*** Opening of DATASET ENTRIES ***

PR #319, opened 2026-09-16
fix: erase qualifiers in implicit array initialization

pgiarrusso-sl:


rocq-skylabs-brick/theories/lang/cpp/logic/expr.v
```diff
@@ -1832,7 +1812,7 @@ Module Type Expr.
         is_array_of aty ety ->
         get_default ety = Some default ->
         (base |-> type_ptrR (Tarray ety sz) -*
-         base |-> arrayR ety (primR ety 1$m) (replicateN sz default) -*
+         base |-> arrayR ety (primR (erase_qualifiers ety) 1$m) (replicateN sz default) -*
```
pgiarrusso-sl, line 1815: We _introduce_ `primR` ownership, and `primR`'s argument is supposed to always be qualifier-free.

I'm now wondering if `primR` should respect `erase_qualifiers` instead... @Janno ?

Janno: The comment on `primR` says:
```
  NOTE: Clients use [primR (erase_qualifiers ty)] but we do not bake
  [erase_qualifiers] in to simplify our automation.
```
I suspect this means that, with the current setup, the automation is not presented with a quotient because erasure happens explicitly and will be computed away before the automation continues.. at the cost of having to stick `erase_qualifiers` absolutely everywhere. 

I am honestly very torn on this. The automation does not make it easy to perform global rewriting so I understand the motivation. We don't even support global non-setoid rewriting right now. This might require some discussion to see if we can figure something out (perhaps more generally than just for `primR`).

pgiarrusso-sl: But then could we just keep `erase_qualifiers` in hints like today but add this axiom/derived rule?
```
    Axiom primR_erase: forall ty q p,
        primR ty q v -|- primR (erase_qualifiers ty) q v.
```

Then forgetting `erase_qualifiers` in axioms make no difference, and forgetting it in hints becomes just a completeness problem?

pgiarrusso-sl: Deferring to https://github.com/SkyLabsAI/BRiCk/issues/328.

Janno (approved):

PR #321, opened 2026-09-16
fix(logic/operator): remove unsound `eval_binop_impure_well_typed` in favor of type-constrained inversion on purity of eval_binop

jhaag-skylabs-ai:
Missing premises in introduction rules for `eval_binop_impure` allowed `eval_binop_impure_well_typed` to be used to derive `False`. This PR:
1. removes `eval_binop_impure_well_typed` + `eval_binop_impure_well_typed_pure`
2. adds `binop_needs_memory` so that `eval_binop` can be defined by discrimination on typing information instead of via logical disjunction
3. uses (2) to prove a stronger form of `eval_binop_well_typed`, sufficient & necessary for downstream clients


pgiarrusso-sl:
Thanks for this work! Since https://github.com/SkyLabsAI/BRiCk/pull/323 was approved and includes these commits, I'll close this one in favor of that one.

PR #326, opened 2026-09-21
Move the [cpp.prog] plugin to its own package.

rlepigre-skylabs-ai:
Less invasive version of https://github.com/SkyLabsAI/BRiCk/pull/249.


rocq-skylabs-brick/dune-project
```diff
@@ -37,12 +37,8 @@
...
   rocq-skylabs-iris
-  rocq-skylabs-cpp2v
-  ; this package mostly does not depend on cpp2v, except
-  ; that rocq-skylabs-brick/theories/lang/cpp/dune uses
-  ; cpp2v's hash in build parser/plugin/cpp2v.v.
-  ; TODO: make that a separate package.
   rocq-flocq
-  rocq-elpi))
+  rocq-elpi
+  (rocq-skylabs-brick-cpp :with-test)))
```
pgiarrusso-sl: Should this be
```suggestion
  (rocq-skylabs-brick-cpp-prog :with-test)))
```
and if yes, ~~why did CI pass?~~ Oh, CI passed because we don't test `opam install --with-test` (and we don't really care?)

We could even drop this until we change support policies, no strong opinions.
```suggestion
```

rlepigre-skylabs-ai: Good catch! Keeping the test dependency, but agreed we're not testing this in CI.

pgiarrusso-sl (approved):

PR #1338, opened 2024-05-04
Develop

SrTrace:
- [DEMO LINK](https://SrTrace.github.io/layout_landing-page/)


volodymyr-soltys97 (changes requested):
Good job 👍 
Let's improve your page
1. The background image should span the entire width of the browser window
image
image

2. This block you need to show when hovering the phone icon, and for the call no need to open the new tab
image

3. Need to remove the scroll when this menu is open 
image

4. The user cannot be able to change the size of textarea field 
image

5. Need to change the autofill styles 
image

6. These elements must be links and add hover effects here 
image

SrTrace:
[LandingPage](https://srtrace.github.io/layout_landing-page/)

It seems like all good now)

l4st1m0za (changes requested):
1) Phone numbers here should be clickable
image

2) Use .svg for icons

SrTrace:
[Landing Page]( https://srtrace.github.io/layout_landing-page/)

updated icons to svg format, made phone menu clickable

l4st1m0za (approved):
I will accept, but please make so that phone numbers appear on the hover effect, but they stay so that I can click on them. And when I get off that area, they should dissapeear

PR #1339, opened 2024-05-06
add solution

HumenVAsya:
[DEMO LINK](https://HumenVAsya.github.io/layout_landing-page/)


dinaminahi (changes requested):
Good job 👍 
But we need to do some fixes

Firstly I can't find some blocks and images that are in design, let's add them

This one looks odd, let's make it more like in design
image

Let's fix fonts, because they are different through your page

Look through [checklist](https://github.com/mate-academy/layout_landing-page/blob/main/checklist.md) and make sure you did it

HumenVAsya:
не розумію чому лінка веде на стару версію,ghs pfgecre npm start все що я додав коректно працювало

dinaminahi (changes requested):
Demo is not working 😢 
Have you run `npm run deploy` after pushing changes?

HumenVAsya:
I don't know why i don't see styles

roman-mirzoian (changes requested):
Don't worry if something doesn't work out, well done. Try to rebuild gh-pages if something doesn't work, ask for help in the qna channel.

dinaminahi (changes requested):
Good job 👍  I'm happy that the demo is working
I understand that you were busy deploying it, let's now spend some time improving it

There are few checklist items we need to do:
6. All addresses should be links to some location on Google Maps. Open them in a new tab with target="_blank".
```
}
```


```
.menu {
}
.menu__top {
  top: 0;
  z-index: 1;
  background-color: #e5e5e5;
}
```

HumenVAsya:
не зрозумів що я маю пофіксити тут 
'The page shouldn't be reloaded on form submit, but the fields should be cleared. Use:
<form onsubmit="this.reset(); return false;">'

roman-mirzoian (changes requested):
Good work, just a little more to do.

First, these images must also have a hover:
(7. Increase all images on hover (make them links to #, if there is no better option))
https://gyazo.com/9642b886232e5fdaa72ecbfcd8124875

Input field and buttons do not look the same as on the mockup:

image

image

roman-mirzoian (approved):
Good job! 
Be more careful next time, if something doesn't work, ask for help in the qna channel.

PR #1343, opened 2024-05-08
add task solution

arthurgaleta:
[DEMO LINK](https://arthurgaleta.github.io/layout_landing-page/)


l4st1m0za (changes requested):
1) Check indents in the Message field
image

2) Remove autofill styles in the inputs
https://css-tricks.com/almanac/selectors/a/autofill/

arthurgaleta:
1. Fixed indents 
2. Used trick from https://css-tricks.com/almanac/selectors/a/autofill/ , don't know if it's works, because I can't reproduce the problem, so for me it's looks the same as before.

anastasiiavorobiova (changes requested):
Great work! Consider making hover smooth here 
Screenshot 2024-05-08 at 14 43 13

arthurgaleta:
Fixed.

anastasiiavorobiova (changes requested):
Great work! The hover on the button should be smooth.
Mouseleave should be smooth also 
Screenshot 2024-05-09 at 14 15 41
Screenshot 2024-05-09 at 14 15 47

arthurgaleta:
Fixed.

VitaliyBondarenko1982 (approved):
Looks good.
Found a couple moments, which you can fix during prepare project for portfolio:
- set transition for selector (not for :hover). it will make smooth change styles in both directions.
chrome-capture-2024-5-11 (1)
- something wrong happened with inputs after autocomplete.
chrome-capture-2024-5-11

PR #1347, opened 2024-05-10
Develop

Elvira-Krupa:
- Deploy and create a Pull Request with a [DEMO LINK](https://Elvira-Krupa.github.io/layout_landing-page/)


etojeDenys (changes requested):
1. looks different
image
image


2.
image
image



My suggestions:
1. better to disable the textarea scaling
image

2. better to import all icons as SVG, it will improve at least the quality
image

image

vadiimvooo (changes requested):
Good job. there is a few changes required:
1.  Add transition on hover effect for the phone links
image
2. Image should not overlap neighbors.
image
3. Add transition for the button as well
image
4. All interactive elements (links, inputs, etc) in this block should be with transition property.
image

PR #1349, opened 2024-05-13
add solution

yaroslav1177:
This is my project about museum. 
I used SCSS, BEM, some kind of transformation 
[DEMO](https://yaroslav1177.github.io/layout_landing-page/)
[LAYOUT](https://www.figma.com/design/lSR1m42L9YwzQwzzxKwHpw/THE-MET?node-id=8590-29&t=7HFOYHMWUJmfIwrR-0)


dinaminahi (changes requested):
Yaroslav, you dit it great 🥇  I see only these thinks you need to fix:

The menu is not one full height of screen on bigger width
image
image

And you need to make  form fields  **required**
image
image

yaroslav1177:
at first i did not see about required, i thought that something wrong with types of fields, but i understood and fixed

roman-mirzoian (changes requested):
Good job! Let's fix some points.

1) It is necessary to slightly correct the size of the background image of the header (a white stripe appears at the size of ~ 1200px)
https://gyazo.com/ac31aea957310566b74551364d0db6d1

2) I would also slightly reduce the hover size effect of the pictures so that they do not interfere with the text.
https://gyazo.com/de64f32e2a1f75c3d8f39ee3dc9784f0

roman-mirzoian (approved):
Well done!

PR #1358, opened 2024-05-15
Develop

Stasandrushchak:
[DEMO](https://stasandrushchak.github.io/layout_landing-page/)
[REPO](https://github.com/Stasandrushchak/layout_landing-page/tree/develop)


roman-mirzoian (changes requested):
Good job. but there is something to fix.

1) It is better to add a small hover size effect to the pictures
2) When the menu is open, you need to block scrolling with the mouse wheel.
image
https://gyazo.com/8c833853bb0dde79340b4e63ce6dc638

3) At the bottom, the contact information must be clickable with each type of link.
image


4) Input fields do not work correctly (the form should simply clear when the button is pressed)
image


your version - https://gyazo.com/6617bd156502fdbcbfe683ad462d2e8c

correct example - https://gyazo.com/412b3a33e8b9eda8460b367a85af1b03

roman-mirzoian (changes requested):
Good job, but I didn't see any changes in the demo, maybe you accidentally forgot to update deployment.
https://gyazo.com/5c0120bbc8e17ce10f72901c77775f0b

roman-mirzoian (changes requested):
Good work, I see positive changes. But there is still work to be done.

Let's go through the points of the [checklist](https://github.com/mate-academy/layout_landing-page/blob/main/checklist.md):

1) Use the logo as a favicon
image

2) Make sure phone icons and phone numbers are real links to start a call:
These links must be clickable
https://gyazo.com/8778f4f3f9dd1ed632d1d41a3ee57528

3) Increase all images on hover. It is better to add a small hover for all pictures:
https://gyazo.com/6950f9555173e016c46f9ea3fd30f460

4) It is better to add a link to the appropriate section in the menu link
https://gyazo.com/cdd7b7e0fb7580c041fffaa495348b0a

Only email space works here:
https://gyazo.com/0744cbed3405f70885c5e2e8bb2c0003
image

image

Also, the footer image has an unnecessary indent from the bottom
image

roman-mirzoian (changes requested):
Good work but there is still work to be done:

1) Need to add such a hover to the phone: 
https://gyazo.com/bfbcbe731eeb5b25a8b86ef8afce56bb
image

2) I also noticed the problem that after a width of 525 pixels, the display of the elements of the window breaks
https://gyazo.com/4897f37b187bc24a9c73283b6a164d7e

3) There is also the problem that the hints are only in the email field. 
Need, when entered only the name, a prompt appears that it is better to enter e-mail and vice versa with other fields : https://gyazo.com/c7101c6183bac4a2feb6b3884a7165b4

roman-mirzoian (approved):
Good work, there is still a small bug, here's how to fix it:
(on a small screen up to 320px, as in the mockup, the display of the page and input fields is a little broken (note that it is better to set it only for a small screen))
https://gyazo.com/80d5d7443a56fcac72632da3b8e4fe01

PR #1359, opened 2024-05-15
add task solution

demkoveronika:
[DEMO LINK](https://demkoveronika.github.io/layout_landing-page/)


roman-mirzoian (changes requested):
Good work, but there is room for improvement.
1) it is better to add a small hover size effect to all pictures.
2) at the size of 740 - 575 pixels, the background of the header breaks.
https://gyazo.com/e0e2447bc318bf1923c197aa9fa87d46

roman-mirzoian (changes requested):
Good work, but the problem with the header and footer background images remained and
because of this, horizontal scrolling appears.

1260 - 1025 px
https://gyazo.com/80921c96a1344500f23a213633fab16e

roman-mirzoian (approved):
Well done!

PR #1361, opened 2024-05-15
add task solution

OSpyrydonov:
[DEMO LINK](https://OSpyrydonov.github.io/layout_landing-page/)


roman-mirzoian (changes requested):
Well done, everything works right.
However, it is better to add a small hover size effect for all pictures so the site will look more dynamic.

roman-mirzoian (approved):
Well done!

PR #1375, opened 2024-05-19
add task solution

pasha28091997:
[DEMO LINK](https://pasha28091997.github.io/layout_landing-page/)


vadiimvooo (changes requested):
1. Remove scroll in menu
image
2. Phone hover effect is broken
image
3. Contact us section have different spacing. Please fix it according to mockup. Also on hover the elements in this section jump, please fix it as well
image
4. Height of this element is different, please fix it.
image
5. Fix it on mobile as well
image

vadiimvooo (changes requested):
Seems like not all comments were fixed:
1. The fields have strange paddings, please fix it
image
2. Images still not fixed
image
3. Please add hover effect for images as well
4. Add transition for the button
image

pasha28091997:
Как сделать 1. что бы надпись Message была сверху я не знаю( Подскажи пожалуйста 
@vadiimvooo

volodymyr-soltys97 (changes requested):
Good job 👍 
Let's improve your page:
image

2. Remove this tag be and margin top for the first input 
image

3. The user cannot be able to change size of the textarea field 
image

4. You need to change the autofill styles for the form fields 
image

5. Need to reset form fields after sending form, also add a cursor pointer for this button 
image

image

7. The left indent must be are same, fix it. Also, you need to open this additional link in the new tab
image

8. Add hover effects for all clickable elements on the page 
image

9. You need to hide the phone number on the mobile and desktop versions 
image

10. Fix the left and right indents here, check it on the design 
image

11. The left and right padding must be 20px here 
image

vadiimvooo (approved):
Well done

PR #1376, opened 2024-05-19
Develop

jooaasss:
- [DEMO LINK](https://jooaasss.github.io/layout_landing-page/)


jooaasss:
I just noticed title problem and comment for you after my code, so I resolve all the issues after your comments and suggetstions

vadiimvooo (changes requested):
1. Remove scroll when menu opened
image
2. You don't need to refresh page on form submission

jooaasss:
> 1. Remove scroll when menu opened

  - can i do this by using js?

jooaasss:
while writing this code I also wanted to use nth-child selector in display grid, but it always applied for every grid, not the specific element.  how can i change styles for one element in my grid display? (for example row-gap) or is it even possible to change?

volodymyr-soltys97 (changes requested):
Good job 👍 
To improve:
1. You need to make all these fields are required before sending 
image

2. Need to reset form fields after submit 
image

3. You need to hide the phone number on the mobile and tablet versions 
image

4. Need to center the background image 
image

volodymyr-soltys97 (changes requested):
.

volodymyr-soltys97 (approved):
Great work! 🔥

PR #1386, opened 2024-05-26
Add THE MET landing page

GoVolodya:
- Deploy and create a Pull Request with a [DEMO LINK](https://GoVolodya.github.io/layout_landing-page/)


volodymyr-soltys97 (changes requested):
Good job 👍 
Let's improve your page
1. Add hover effects for all clickable elements on the page 
image

2. Add cursor pointer for this button
image

3. Add transition for hover effects everywhere

4. You need to hide the additional phone numbers block on the mobile and tablet versions 
image

GoVolodya:
Done. I have made some changes. Pleas check this when you have time.

volodymyr-soltys97 (changes requested):
Almost done!
To improve:
1. Where is the phone icon on the mobile and tablet? You need to hide only this additional block, not icon 
image
image

GoVolodya:
Well, that is make no sense for me to show icon if it's not doing anything, so I decided to hide it also. If that is bothering you I can easily fix that.

maxim2310 (changes requested):

1. check what is the line 
image
2. remove autofill style
image
3. these should be 2 links not 5
image
4.  when i click on phone while mobile nothing happens 
image

GoVolodya:
I have made some more fixes.

1st the red line is a part of menu which slides from left to right onclick. Somehow you caught it on screenshot. Please  provide steps to reproduce as for me its working fine (it uses 100vw for header and -100%  absolute positions so technically there should be no problems)

2nd I have added autocomplete attribute with value of off for the whole form which should prevent such behaviour theoretically. On practice some browsers may still have autocomplete as their feature and some don't have it at all even without attribute. (me personally think its a good feature which should be enabled)

3rd have combined links together so we have 2 of them instead of 5

4th The other mentor asked for such behaviour so I am not sure anymore who is correct at this point (please read PR comments for more details)

GoVolodya:
Have made some new fixes. It was good to know about autofill, never used that before, thanks =)

volodymyr-soltys97 (approved):
Great work! 🔥

PR #2167, opened 2025-03-21
Add task solution

s1rserg:
[DEMO LINK](https://s1rserg.github.io/layout_landing-page/)
[MOCKUP](https://www.figma.com/design/DtkQmQ797hk0nI4KfMi2Uq/BOSE-New-Version?node-id=6802-139&p=f&t=mJ0WfOqkaP1vGiMn-0)


VitaliyBondarenko1982 (changes requested):
Good job.
Suggest a couple improvements.
- prevent resize for textarea
Screenshot 2025-03-22 at 09 29 42
- add cursor pointer for send button. Check other interactive elements.

volodymyr-soltys97 (changes requested):
Good job 👍 
To improve:
1. The font styles looks different as on the design, need to fix it. It should also be possible to hover over a phone number
image

2. The prices should be are on the same horizontal line 
image

image

s1rserg:
> 1. The font styles looks different as on the design, need to fix it. 

I changed the font so it is as on the design, but I hope you are not suggesting that I should get rid of background-color on it. The phone number on wider screens is unreadable without it due to header background image.

volodymyr-soltys97 (changes requested):
Almost done!
To improve:
1. This comment still not fixed from the previous review. Check styles on the demo link 
image

PR #2172, opened 2025-03-25
add task solution

DmutroSheva:
[DEMO LINK](https://DmutroSheva.github.io/layout_landing-page/)


volodymyr-soltys97 (changes requested):
Good job 👍 
Let's improve your page
image

image

3. Need to open the menu when user clicking here 
image

4. The gap between these elements looks different as on the design, also check font styles here 
image

5. The horizontal indents should be are same everywhere 

6. Add hover effects for all clickable elements on the page

PR #2190, opened 2025-03-30
add task solution

OleksandrLib:
-[DEMO LINK](https://OleksandrLib.github.io/layout_landing-page/)


etojeDenys (changes requested):
1. show number on hover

*** Close of DATASET ENTRIES ***

#### AIM OF THE TASK
Using the data above, reproduce exactly the lines from the line that contains "[DEMO](https://yaroslav1177.github.io/layout_landing-page/)" through the line that contains "1) It is necessary", including both.

#### WORKED SOLUTION
[DEMO](https://yaroslav1177.github.io/layout_landing-page/)
[LAYOUT](https://www.figma.com/design/lSR1m42L9YwzQwzzxKwHpw/THE-MET?node-id=8590-29&t=7HFOYHMWUJmfIwrR-0)


dinaminahi (changes requested):
Yaroslav, you dit it great 🥇  I see only these thinks you need to fix:

The menu is not one full height of screen on bigger width
image
image

And you need to make  form fields  **required**
image
image

yaroslav1177:
at first i did not see about required, i thought that something wrong with types of fields, but i understood and fixed

roman-mirzoian (changes requested):
Good job! Let's fix some points.

1) It is necessary to slightly correct the size of the background image of the header (a white stripe appears at the size of ~ 1200px)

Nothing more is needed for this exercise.